You can discuss most anything outside the tyled Lodge room that you could inside with the same group of Brothers as long as all present are Freemasons.

What Lodge are you a member of, Brother?   I would like to come visit you sometime.


----------



## hanzosbm

Squire Bentley said:


> You can discuss most anything outside the tyled Lodge room that you could inside with the same group of Brothers as long as all present are Freemasons.
> 
> What Lodge are you a member of, Brother?   I would like to come visit you sometime.


That is a very good point, and perhaps more accurate.  We often have visitors come for the discussions, which I guess is the real reason for the limited topics.  I had previously been told that had I written a paper that could not be shared with non-Masons, it could be read in the meeting to ensure privacy, however, that was met with some sideways glances when the brethren realized they wouldn't be able to enjoy their refreshments.  So, I guess it's really two different issues.
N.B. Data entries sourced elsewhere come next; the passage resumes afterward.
PR #192, opened 2026-08-11
sightmap: move component types to the model; flip the sightmap↔match edge

joelgwebber:
First consolidation step of the library restructuring (#189). **Stacked on #191**
(base `refactor/observed-runtime-records`); review/merge that first.

Makes `sightmap` the home for the component data types and **inverts the
dependency** so the engine (`match`) depends on the model, not the reverse — the
change that lets a consumer import `sightmap` for corpus types without pulling in
the matcher.

## Changes

- **`sightmap`**: `ComponentDef`, `Property`, `ComponentMatch`, `Conflict` move
  here from `match` (new `component.go`). **Production `sightmap` no longer
  imports `match`.**
- **`match`**: keeps the NFA engine (`ParseQueries` / `ApplySightmap` /
  `FindConflicts` / `FindAllMatches`) and now consumes the `sightmap` types. The
  corpus `Matcher` wrapper moves here from `sightmap` (`corpus_matcher.go`) as
  `match.Matcher` / `match.NewMatcher`.
- **callers**: `match.ComponentDef` → `sightmap.ComponentDef` (etc.);
  `sightmap.NewMatcher` → `match.NewMatcher` across
  `cmd`/`observe`/`render`/`coverage`/`viewset`/`compquery`.

## Note on scope

Pure **relocation + edge flip** — no renames (`View`/`Property` keep their names)
and `comps`/`sel` are not yet folded into `sightmap`; those are follow-up slices.

The `Matcher`-wrapper move (nominally the next step's territory) **had to ride
with this change**: moving `ComponentDef` into `sightmap` forces `match` to
import `sightmap`, so the wrapper — which calls into the NFA — could not stay in
`sightmap` without creating a `sightmap ↔ match` cycle. What remains for the
"engines" step is the API cleanup (collapse the redundant `MatchTree` /
`ApplySightmap` / `FindConflicts` front doors into one `Matcher`), not the move
itself.

## Verification

`go build`/`vet`/`test ./...`, `spec` conformance + examples, gofmt — all green.
Behavior unchanged.

### DIFF
--- a/go/browser/actions.go
+++ b/go/browser/actions.go
@@ -448,21 +448,6 @@ func ScreenshotWithOptions(ctx context.Context, conn *CDPConn, opts ScreenshotOp
 	return data, nil
 }
 
-// selectorString builds a simple CSS selector string from an observed Element.
-func selectorString(s *comps.Element) string {
-	if s == nil {
-		return ""
-	}
-	b := s.Tag
-	if s.Id != "" {
-		b += "#" + s.Id
-	}
-	for _, c := range s.Classes {
-		b += "." + c
-	}
-	return b
-}
-
 // ResolveBySightmapID resolves a probe id to a live element via its persisted
 // data-sightmap-id attribute (set on the DOM during the prior extraction) and
 // returns a ComponentNode carrying the element's CURRENT bounding box.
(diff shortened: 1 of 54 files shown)


joelgwebber:
Folded into #193 — these two changes touch 63% of the same files, and the combined diff is ~the same size, so reviewing them as one PR (kept as two commits: edge-flip, then renames) is clearer. #193 now contains both commits stacked on #191.

PR #193, opened 2026-08-11
sightmap: consolidate component types into the model + apply the Def naming convention

joelgwebber:
Consolidation step of the library restructuring (#189): make `sightmap` the home
for the component model, and apply the `Def` naming convention. Based on `main`
(#190/#191 merged).

Two commits — review per-commit:

**1. Move component types to the model; flip the `sightmap ↔ match` edge**
- `ComponentDef`, `Property`, `ComponentMatch`, `Conflict` move `match` →
  `sightmap`. Production `sightmap` no longer imports `match`.
- `match` keeps the NFA engine and now depends on `sightmap`; the corpus
  `Matcher` wrapper moves to `match` (it had to ride along — moving `ComponentDef`
  into `sightmap` forces `match → sightmap`, so the wrapper couldn't stay in
  `sightmap` without a cycle).

**2. Rename to the `Def` naming model**
- `View` → `ViewDef`, `Property` → `ComponentPropertyDef`,
  `RequestProperty` → `RequestPropertyDef`.
- Pure identifier rename — **JSON tags unchanged, wire byte-identical**. `View`
  used `gorename` (semantic) so the user-facing `"[View: NAME]"` snap header and
  CLI column labels are untouched; property renames are word-boundary text
  renames (no string-literal hits).

_(Originally split as #192 + #193; merged here since they touch 63% of the same
files and the combined diff is ~the same size. Kept as two commits so the
architectural edge-flip stays reviewable on its own.)_

## Verification
`go build`/`vet`/`test ./...`, `spec` conformance + examples, gofmt — all green.
Behavior unchanged. `ViewMatch` intentionally not added (no producer yet).


go/sightmap/corpus.go
```diff
@@ -76,7 +74,7 @@ type View struct {
 }
 
 // ViewByName returns a pointer to the first View with the given name, or nil.
```
nrodd, line 76:
```suggestion
// ViewByName returns a pointer to the first ViewDef with the given name, or nil.
```

nrodd (approved):
LGTM, just one small nit

go/sightmap/corpus.go
joelgwebber: Got it, thanks!

PR #199, opened 2026-08-12
cmd/sightmap: corpus-aware devtools — annotate console+network with matches (#170)

joelgwebber:
Part of the runtime-matching work (#170), stacked on top of #198.

## What

Makes the `browser start` daemon **corpus-aware** and gives the two flat matchers (`MessagesForRecord` from #198, and the already-landed `RequestsForURL`) their first non-test consumer. Until now the devtools path was corpus-blind: `sightmap console`/`network` rendered raw records with no corpus loaded anywhere.

The `/devtools/console` and `/devtools/network` handlers now annotate each observed record with the names of the corpus defs that classify it:

- **console** → `Corpus.MessagesForRecord` (level + message-regex)
- **network** → `Corpus.RequestsForURL` (route + method **identity**)

`console`/`network` `list` and `get` render the matched names.

## New Output
This winds request/message matches into the `sightmap browser` devtools output like so:

```
console:
[0] [CartVersionMismatch]  error     cart version mismatch
[1] [--]                   log       just a plain log line

network:
[1] [PageDocument]         GET  http://localhost:8799/                  → 200 OK (Document)
[2] [CheckoutPayment]      POST http://localhost:8799/api/checkout/pay  → 501 … (Fetch)
[5] [--]                   GET  http://localhost:8799/favicon.ico       → 404 … (Fetch)
```

## Design (per discussion)

- **Per-request corpus load.** The corpus is loaded fresh on each devtools request, so daemon annotations reflect on-disk edits exactly like the component CLI's per-invocation `sightmap.Load()`. Corpora are tiny; the I/O is negligible. (An mtime short-circuit is a trivial later optimization if needed.)
- **Handler-side, collector stays simple.** Annotation lives in the devtools handler; the collector remains a pure observation buffer.
- **Graceful degrade.** A missing or malformed corpus yields un-annotated entries rather than failing the query — devtools stays useful without a corpus.
- **Wire format.** Each entry gains a `"matches"` list; the record's own fields are promoted via embedding, so the shape is just the record plus `matches`.

## Relation to the daemon north star (#85a4-ish)

This is a deliberate first corpus-aware step for the daemon, not throwaway: the north star (route all browser ops through the daemon, CLI/MCP as thin front-ends) explicitly grows the protocol *from* the `/devtools/*` query surface, and a corpus-aware daemon returning matched records is exactly that curated-op shape.

## Not in scope

- **Request property/signal extraction** — needs req/rsp headers + bodies (the buffered record has neither; bodies are lazily fetched), so it lands separately and layers onto this same handler annotation.
- **Eliminating the double corpus load** (component CLI still loads client-side) — a later daemon-convergence step.

## Verification

`go build/vet/test ./...` green; `gofmt` clean; spec `validate:conformance` + `validate:examples` pass. Pure annotation helpers (`annotateConsole`/`annotateNetwork`) are unit-tested, including nil-corpus degrade.

### DIFF
--- a/go/cmd/sightmap/cmd_browser_start.go
+++ b/go/cmd/sightmap/cmd_browser_start.go
@@ -153,7 +153,7 @@ func runBrowserStart(args []string) error {
 	// Devtools query surface. The collector is created after Chrome is ready
 	// (below); the handlers return 503 until then.
 	var collectorPtr atomic.Pointer[browser.Collector]
-	registerDevtoolsHandlers(mux, &collectorPtr)
+	registerDevtoolsHandlers(mux, &collectorPtr, *sightmapDir)
 
 	// Bind the sightmap server on the IPv4 loopback (not the ":port" wildcard) so
 	// it shares an address family with Chrome's CDP and with FindFreePort's probe.
--- a/go/cmd/sightmap/cmd_devtools.go
+++ b/go/cmd/sightmap/cmd_devtools.go
@@ -51,14 +51,70 @@ func devtoolsGet(sightmapDir, path string, query url.Values) ([]byte, error) {
 	return body, nil
 }
 
+// consoleEntry / networkEntry are an observed record plus the names of the
+// corpus definitions that classify it. The daemon annotates entries in the
+// devtools handler (the collector stays corpus-blind); Matches is empty when no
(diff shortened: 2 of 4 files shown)


sirrah23 (approved):
LGTM!

Issue #160, opened 2026-08-03
Library architecture: canonical Corpus (data) vs Matcher (engine), Def naming, and a flat corpus wire IR


joelgwebber:
## Summary

Formalize the runtime data model so the library is a clean dependency for downstream consumers that (a) match against live/observed trees to spec and (b) ship a whole corpus over a wire without a lossy re-compile.

Motivated by the FullStory/lidar consumer (internal SUBTEXT-480), which is moving its session-review matching off a duplicate in-repo matcher onto this library. Two friction points today:

- `sightmap.Corpus` / `View` carry **no JSON tags**, so there is no blessed wire/storage form; `cmd/sightmap` serve hand-rolls a lossy `compiledSightmapJSON` that drops information and is CLI-local.
- The corpus's **structure** (view routes, view-scoped gating, requests) has no compact serialized form the consumer can reconstruct and match per-URL.

None of this changes matching semantics; it is a naming + layering + serialization cleanup, plus one new query surface (`RequestsForURL`).

## Proposed model

**Data vs engine split**
- `Corpus` = pure, JSON-tagged **data** — the wire, storage, and serve payload, all one representation:
  ```
  Corpus{ memory[], globals[]ComponentDef, requests[]RequestDef, views[]View }
  View{ name, route, memory[], components[]ComponentDef, requests[]RequestDef }
  ```
- `Matcher` = **engine** built from a `*Corpus` (`NewMatcher(*Corpus)`), holding the compiled NFA cache; never serialized. This deletes serve's `compiledSightmapJSON`.

**Naming — the `Def` convention**
- Rule/authoring side gets a `Def` suffix; the observed runtime construct keeps the bare noun:
  - a `ComponentDef` *matches* a `Component`; a `RequestDef` *classifies* a `Request`.
  - `Corpus` = data, `Matcher` = engine, `Match` = result.
- The observed `Component`/`Request` node types are a separate, partly-shared concern (see `comps.ComponentNode`); not this issue's focus.

**Flat wire IR (source to IR split)**
- Authoring types (`raw*`: hierarchical, `$ref`, string-or-list selectors) stay as the parse layer and **compile into a flat IR**.
- The flat `ComponentDef` carries:
  - `selectors[]` — compound selectors, the **only** matcher input.
  - `parentChain[]` — ancestor component **names** (root-first), for classification/display only (lint/coverage/observe/serve). Never matched on; `omitempty`.
[...]

PR #200, opened 2026-08-12
cmd/sightmap: serve the canonical Corpus wire (retire compiledSightmapJSON) (#160)

joelgwebber:
Closes the remaining substantive piece of #160 (fbba.7).

## What

The sightmap server — both `serve-sightmap` and the `browser start` daemon, which share `compileCorpus` + the `/sightmap` handler — emitted a bespoke `compiledSightmapJSON`: a lossy re-compile of the corpus into the extension's private shape (joined-selector strings, a `viewComponents` route→components map, a flat `globals` list).

This replaces it with a thin transport envelope `{site, version, corpus}`, where **`corpus` is the canonical `Corpus` wire** — `selectors: []` arrays, components nested under each view, plus `requests`/`messages` — byte-identical to what a `go get` / library consumer (subtext, lidar) sees.

## Why

- **The browser extension becomes an internal consumer of the same wire we ship downstream.** That dogfoods the format against a real consumer *before* external parties lock in, and it's the cheapest place to surface any wire gaps.
- **Deletes an entire representation + a compile step** (`compiledComponent/Prop/View/SightmapJSON`, `normaliseComponent`) — net entropy reduction.

## Shape

`GET /sightmap`:
```json
{ "site": "smtest", "version": "1786…",
  "corpus": { "globals": [ { "name": "PageHeading", "selectors": ["h1"] } ],
              "views":   [ { "name": "Home", "route": "/",
                             "components": [ { "name": "TestBody", "selectors": ["body"] } ] } ],
              "requests": [ … ], "messages": [ … ] } }
```

- The `corpus` body is the pure canonical wire; `site`/`version` are serve-only transport metadata in the envelope.
- **Cache-busting unchanged:** `/sightmap/version` still serves the stamp; the extension polls it and reloads on change. (Kept the version in the envelope body rather than an ETag header because the extension fetches through a background service worker — reading response headers there would need service-worker + CORS-expose changes for no wire-purity gain, since `corpus` is already the bare canonical wire.)

## Extension

The selector-join and view flattening move client-side (`content.js` `normalizeComp`: `selectors[].join(", ")` → a `closest()`-compatible string), so **`resolver.js` is untouched**. `background.js`'s component-count helper reads the new nested shape. Server + extension change together in one PR (the extension is `go:embed`ed into the binary), so there's no half-broken intermediate.

## Verification

`go build/vet/test ./...` green, `gofmt` clean. Verified **end-to-end** against a live headless session (`--extensions` pointed at the repo dir): the extension logged `loaded 2 components` — a global + a routed view component — parsed from the new `selectors[]` wire, and the served JSON has the shape above.

### DIFF
--- a/.changeset/serve-corpus-wire.md
+++ b/.changeset/serve-corpus-wire.md
@@ -1,0 +1,9 @@
+---
+"@sightmap/sightmap": patch
+---
+
+`sightmap serve` and the `browser start` daemon now serve the canonical Corpus
+wire — the same shape library consumers see (`selectors[]` arrays, components
+nested under each view) — inside a thin `{site, version, corpus}` envelope,
+replacing the bespoke pre-compiled shape. The bundled browser extension consumes
+it directly; cache-busting via `/sightmap/version` is unchanged.
--- a/go/cmd/sightmap/cmd_browser_start.go
+++ b/go/cmd/sightmap/cmd_browser_start.go
@@ -109,28 +109,28 @@ func runBrowserStart(args []string) error {
 
 	// ── Start sightmap HTTP server in background ──────────────────────────────
 	siteName := filepath.Base(cwd())
-	compiled, err := compileCorpus(*sightmapDir, siteName)
+	compiled, err := loadServedSightmap(*sightmapDir, siteName)
 	if err != nil {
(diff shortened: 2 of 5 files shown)


sirrah23 (approved):
LGTM!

Regarding our lodge, I am the Senior Warden of Lux Lodge #846 in San Diego, CA.  We would be honored to have you as our guest.


----------



## dfreybur

Squire Bentley said:


> Yes. Many Lodges refuse to increase dues to a realistic level. Many Lodge Buildings are falling apart because there is no money to properly maintain them.
> 
> But worst of all the lack of funds is limiting the programs that the Lodge can put on - educational and social.



There's the issue that people don't value what comes cheap.  This is one of many reasons Traditional Observance lodges thrive.  They charge enough that they can afford activities.



> Why not sell alcohol after meetings? As far as intemperance is concerned that can be regulated by the Lodge. What is one of the duties of the Junior Warden?



Care must be taken with the local laws.  Selling alcohol requires careful licensing.  Having a drink at an event is not the same thing.

The Junior Warden duty to keep from excess does not appear in all of my jurisdictions.



> Why not rent the Lodge facilities - those Lodges that have a hall and a kitchen - for weddings, birthday and anniversary and retirement parties? The fact that alcohol cannot be served anywhere in the building, ever, is closing the door on Lodges raising additional monies to cover their costs of operation as many such parties won't rent without alcohol being available. Can't you just see a Lodge saying that we will rent you our facility for your wedding reception but you will not be able to toast the bride? Lodges that rent out their building for special occasions can require renters to provide a police detail.



For a facility to be popular the building must be at least as nice as the other local buildings, preferably better.  My mother lodge's building is so nice it's been used by TV shows and movies.  It's easily rented out.  But there's no way such a facility could be built by a single lodge now.  Lodges that don't already own are far to fast to purchase a lesser building that eventually becomes a charge not an income source.

All that in addition to rules about alcohol.



> Why not allow a Las Vegas night on a non-meeting day as a way to raise funds?



Pennsylvania lodges used to hold bingo nights as fund raisers.  Both local and GL laws have to allow.



> Do you know where all the celebrations that could be held in a Lodge building but because of the strict regulations of Lodges and Grand Lodges are going elsewhere - do you know who they are turning to? They are going to Knights of Columbus Halls. The Knights have no problem with all this. Or they go to the Moose or the Elks who have no problem handling this situation either.



Having advocated above for allowing alcohol, I will point out my own opposite.  The fact that Moose and Elks and American Legion hasd bars but Masons did not helped me chose to petition.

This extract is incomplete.